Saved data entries

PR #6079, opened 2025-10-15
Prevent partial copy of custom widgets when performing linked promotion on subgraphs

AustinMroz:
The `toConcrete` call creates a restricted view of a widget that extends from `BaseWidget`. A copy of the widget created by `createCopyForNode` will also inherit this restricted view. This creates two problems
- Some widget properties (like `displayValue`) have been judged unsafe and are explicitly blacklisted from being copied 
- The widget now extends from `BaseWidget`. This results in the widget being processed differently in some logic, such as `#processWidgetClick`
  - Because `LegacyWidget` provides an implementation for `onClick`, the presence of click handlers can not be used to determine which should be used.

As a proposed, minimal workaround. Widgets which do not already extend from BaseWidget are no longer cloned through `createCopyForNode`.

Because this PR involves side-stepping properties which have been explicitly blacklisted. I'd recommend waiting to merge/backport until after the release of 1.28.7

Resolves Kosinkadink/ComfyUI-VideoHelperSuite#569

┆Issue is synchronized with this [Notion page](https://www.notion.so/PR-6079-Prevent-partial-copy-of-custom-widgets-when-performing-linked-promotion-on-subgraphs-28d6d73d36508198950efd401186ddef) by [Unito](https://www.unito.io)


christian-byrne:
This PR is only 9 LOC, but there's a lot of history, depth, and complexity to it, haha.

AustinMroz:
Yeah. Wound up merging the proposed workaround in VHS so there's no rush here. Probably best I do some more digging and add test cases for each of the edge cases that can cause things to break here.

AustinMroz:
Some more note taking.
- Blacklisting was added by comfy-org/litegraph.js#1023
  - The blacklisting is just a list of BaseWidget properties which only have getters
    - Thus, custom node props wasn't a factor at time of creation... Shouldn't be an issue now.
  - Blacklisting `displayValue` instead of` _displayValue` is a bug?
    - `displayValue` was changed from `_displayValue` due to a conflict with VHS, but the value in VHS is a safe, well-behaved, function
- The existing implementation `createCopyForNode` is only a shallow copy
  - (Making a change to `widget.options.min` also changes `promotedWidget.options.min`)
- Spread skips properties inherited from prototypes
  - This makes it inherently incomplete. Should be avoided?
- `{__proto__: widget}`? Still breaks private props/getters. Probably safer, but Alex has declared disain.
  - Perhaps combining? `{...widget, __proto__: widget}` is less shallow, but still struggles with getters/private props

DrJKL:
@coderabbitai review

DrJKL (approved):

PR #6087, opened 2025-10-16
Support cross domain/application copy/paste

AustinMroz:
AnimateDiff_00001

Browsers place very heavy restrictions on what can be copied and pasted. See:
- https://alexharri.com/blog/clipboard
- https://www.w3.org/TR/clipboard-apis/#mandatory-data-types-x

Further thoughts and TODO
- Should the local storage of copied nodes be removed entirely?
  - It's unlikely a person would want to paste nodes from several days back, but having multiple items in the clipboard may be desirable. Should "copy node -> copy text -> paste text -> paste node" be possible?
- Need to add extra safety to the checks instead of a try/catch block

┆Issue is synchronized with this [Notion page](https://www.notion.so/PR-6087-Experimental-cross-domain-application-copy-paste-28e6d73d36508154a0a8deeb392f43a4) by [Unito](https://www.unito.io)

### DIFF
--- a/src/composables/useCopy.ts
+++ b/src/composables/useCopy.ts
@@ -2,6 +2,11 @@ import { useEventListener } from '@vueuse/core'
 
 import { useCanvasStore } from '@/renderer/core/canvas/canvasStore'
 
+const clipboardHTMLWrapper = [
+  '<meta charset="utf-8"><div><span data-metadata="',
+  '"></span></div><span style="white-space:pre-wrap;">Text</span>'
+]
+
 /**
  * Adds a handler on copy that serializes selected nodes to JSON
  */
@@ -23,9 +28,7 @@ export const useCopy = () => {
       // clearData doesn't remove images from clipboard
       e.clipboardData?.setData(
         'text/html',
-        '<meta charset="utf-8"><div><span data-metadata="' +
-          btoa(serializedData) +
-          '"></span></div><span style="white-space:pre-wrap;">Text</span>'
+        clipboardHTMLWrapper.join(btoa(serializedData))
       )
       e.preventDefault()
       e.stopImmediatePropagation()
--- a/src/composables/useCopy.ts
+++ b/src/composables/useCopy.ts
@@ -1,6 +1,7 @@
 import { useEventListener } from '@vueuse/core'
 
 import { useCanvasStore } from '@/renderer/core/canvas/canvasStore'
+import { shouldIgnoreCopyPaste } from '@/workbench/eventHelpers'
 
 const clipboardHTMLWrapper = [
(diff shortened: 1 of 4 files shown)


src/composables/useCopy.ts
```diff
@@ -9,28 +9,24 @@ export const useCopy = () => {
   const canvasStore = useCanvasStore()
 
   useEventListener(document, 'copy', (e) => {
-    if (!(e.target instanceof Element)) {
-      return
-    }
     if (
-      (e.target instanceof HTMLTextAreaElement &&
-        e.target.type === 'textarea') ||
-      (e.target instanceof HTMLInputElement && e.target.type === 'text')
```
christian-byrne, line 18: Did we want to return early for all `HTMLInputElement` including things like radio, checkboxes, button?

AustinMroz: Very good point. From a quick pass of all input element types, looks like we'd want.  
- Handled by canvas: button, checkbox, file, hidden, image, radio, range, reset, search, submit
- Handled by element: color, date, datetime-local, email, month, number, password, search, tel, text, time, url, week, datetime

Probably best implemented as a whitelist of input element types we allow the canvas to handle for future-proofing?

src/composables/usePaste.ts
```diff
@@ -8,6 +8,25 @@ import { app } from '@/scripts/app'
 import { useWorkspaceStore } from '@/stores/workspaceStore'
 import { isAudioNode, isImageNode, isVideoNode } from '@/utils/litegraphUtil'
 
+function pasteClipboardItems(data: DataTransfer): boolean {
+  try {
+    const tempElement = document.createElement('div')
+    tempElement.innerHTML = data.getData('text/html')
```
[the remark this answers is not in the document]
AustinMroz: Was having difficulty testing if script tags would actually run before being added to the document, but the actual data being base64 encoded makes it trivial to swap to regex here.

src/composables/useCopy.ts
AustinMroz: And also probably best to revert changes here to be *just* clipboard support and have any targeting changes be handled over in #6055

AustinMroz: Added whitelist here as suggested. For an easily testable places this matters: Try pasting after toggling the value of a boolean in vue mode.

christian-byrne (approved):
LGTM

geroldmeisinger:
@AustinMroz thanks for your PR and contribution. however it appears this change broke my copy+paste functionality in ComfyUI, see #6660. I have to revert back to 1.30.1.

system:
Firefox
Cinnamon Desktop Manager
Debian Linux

What is required
Above are the entries. Copy exactly the part that opens with the line containing "- (Making a" and closes with the line containing "Further thoughts and TODO", and no more.

Response area
  - (Making a change to `widget.options.min` also changes `promotedWidget.options.min`)
- Spread skips properties inherited from prototypes
  - This makes it inherently incomplete. Should be avoided?
- `{__proto__: widget}`? Still breaks private props/getters. Probably safer, but Alex has declared disain.
  - Perhaps combining? `{...widget, __proto__: widget}` is less shallow, but still struggles with getters/private props

DrJKL:
@coderabbitai review

DrJKL (approved):

PR #6087, opened 2025-10-16
Support cross domain/application copy/paste

AustinMroz:
AnimateDiff_00001

Browsers place very heavy restrictions on what can be copied and pasted. See:
- https://alexharri.com/blog/clipboard
- https://www.w3.org/TR/clipboard-apis/#mandatory-data-types-x

Further thoughts and TODO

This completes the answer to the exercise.